It is just so heartbreaking for his poor family who are witnessing this. They will be very much in my thoughts today.
 

taniaaust1

Senior Member
Messages
13,054
Location
Sth Australia
@Rose49 and family

Keep your hopes up for your son as though he currently does feel like he's dying and believing this, there is a very good chance he wont.

I say this as I was severely sick, bedbound in a horrific state like I'm hearing your son is in for 8mths (my child was looking after me, I couldn't walk to a toilet most of that time, couldn't even often crawl or even drag myself there). I was to the point not only often couldn't I speak (I was using very basic hand signs for things like I needed food/drink), nor handle light, nor handle moment or sound.

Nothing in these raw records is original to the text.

Issue #2197, opened 2024-02-23
Inactive Tabs Error


kuhnboy:
### Prerequisites

- [X] I have [searched](https://github.com/trimble-oss/modus-web-components/issues?q=is%3Aissue) for duplicate or closed issues
- [X] I have read the [contributing guidelines](https://github.com/trimble-oss/modus-web-components/blob/main/CONTRIBUTING.md)

### Describe the issue

If no tab is set to active = true, click events are broken.

Example:
```html
<body>
    <modus-tabs></modus-tabs>
    <modus-tabs size="small"></modus-tabs>

    <script>
    const modusTabs = document.querySelector('modus-tabs');
    modusTabs.tabs = [
        {
        id: 5,
        label: 'Tab 1',
        },
        {
        id: 1,
        label: 'Tab 2',
        },
    ];
    modusTabs.addEventListener('tabChange', (evt) => {
        alert(JSON.stringify(evt.detail));
    });
    </script>
</body>
```

Upon click this results in:
```
Uncaught TypeError: Cannot read properties of undefined (reading 'id')
    at o.handleTabChange (392.test.bundle.js:1:470)
```

### What operating system(s) are you seeing the problem on?

Windows

### What browser(s) are you seeing the problem on?

Microsoft Edge

### What is the issue regarding ?

@trimble-oss/modus-web-components

### What version of npm package are you using ?

0.16.0

### Priority

Medium

### What product/project are you using Modus Components for ?

ModusBlazor

### What is your team/division name ?

AECO

### Are you willing to contribute ?

None

PR #2872, opened 2024-09-18
Tab: Adding id as an "optional" params

roaldjap:
## Description

I added a functionality where `modusTabs.tabs` does not need to require to provide an `id` per tab instance - as label would be enough to generate a id for this to ensure `active` state are clicking even id were not provided.

Coincidentally, This also resolves an issue that relates to: https://github.com/trimble-oss/modus-web-components/issues/2197

References #
https://github.com/trimble-oss/modus-web-components/issues/2197

## Type of change

- [ ] Documentation update

## How Has This Been Tested?

To reproduce this - initially I created a tab instance like this:
```
    const modusTabs = document.querySelector('modus-tabs');
    modusTabs.tabs = [
        {
          active: true,
          label: 'Tab 1',
        },
        {
           label: 'Tab 2',
        },
    ];
```

I noticed tabs were not changing its active state - even if `active: true` is set on first tab instance.

## Checklist

### DIFF
--- a/stencil-workspace/src/components/modus-tabs/modus-tabs.e2e.ts
+++ b/stencil-workspace/src/components/modus-tabs/modus-tabs.e2e.ts
@@ -57,11 +57,23 @@ describe('modus-tabs', () => {
     expect(tabChange).toHaveReceivedEvent();
   });
 
+  it('renders changes on tabs even without tab id provided', async () => {
+    const page = await newE2EPage();
+
+    await page.setContent('<modus-tabs></modus-tabs>');
+    const modusTabs = await page.find('modus-tabs');
+    modusTabs.setProperty('tabs', [{ label: 'Tab1' }, { id: 0, label: 'Tab 2' }]);
+    await page.waitForChanges();
+    const element = await page.find('modus-tabs >>> button');
+
+    expect(element.id).toEqual('tab-label-tab1');
+  });
+
   it('renders aria-label on tabs div when set', async () => {
     const page = await newE2EPage();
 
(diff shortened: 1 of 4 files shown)


prashanth-offcl (commented):
@roaldjap Can we use the index instead of generating a new ID? It’s challenging to identify the selected tab since the ID is created within the component when I want to show different tab content. Also it would be great if you can update the interface and storybook documentation.

vetrivel1 (commented):
stencil-workspace/src/components/modus-tabs/modus-tabs.tsx (line 88-93) The new code adds automatic ID generation for tabs when no ID is provided, but the kebabCase function doesn't handle null or undefined inputs safely. If tab.label is null or undefined, the function will throw an error when calling .match() on it. Consider adding a null check before calling kebabCase. 

stencil-workspace/src/utils/utils.ts (line 20-25) The kebabCase implementation assumes the input string will match the regex pattern and return an array, but it doesn't handle edge cases where the match returns null (empty strings, strings with only special characters). The .join() call would throw an error in such cases. 

stencil-workspace/src/components/modus-tabs/modus-tabs.e2e.ts (line 65) The test case uses a mixed approach for tab IDs (one tab without ID, one with numeric ID 0), but doesn't verify that both tabs render correctly. Consider expanding test coverage to validate both tabs. 

stencil-workspace/src/utils/utils.spec.ts (line 23-27) The unit test for kebabCase only tests a single case with whitespace. Add more test cases for different inputs like camelCase, PascalCase, and edge cases like empty strings or strings with special characters.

I was also experiencing being completely paralysed at times where I couldn't even move a finger and at times sleeping up to 5 days at a time in like a comatose state without waking up (so not even waking up to eat/drink etc, I couldn't eat a full meal anyway due to the effort involved to chew, I'd take a few bites and then loose consciousness again. I was so weak I often couldn't hold my head up and couldn't sit properly. My pain level was indescribable. I believed I was dying due to my state and in the end actually came to terms with that).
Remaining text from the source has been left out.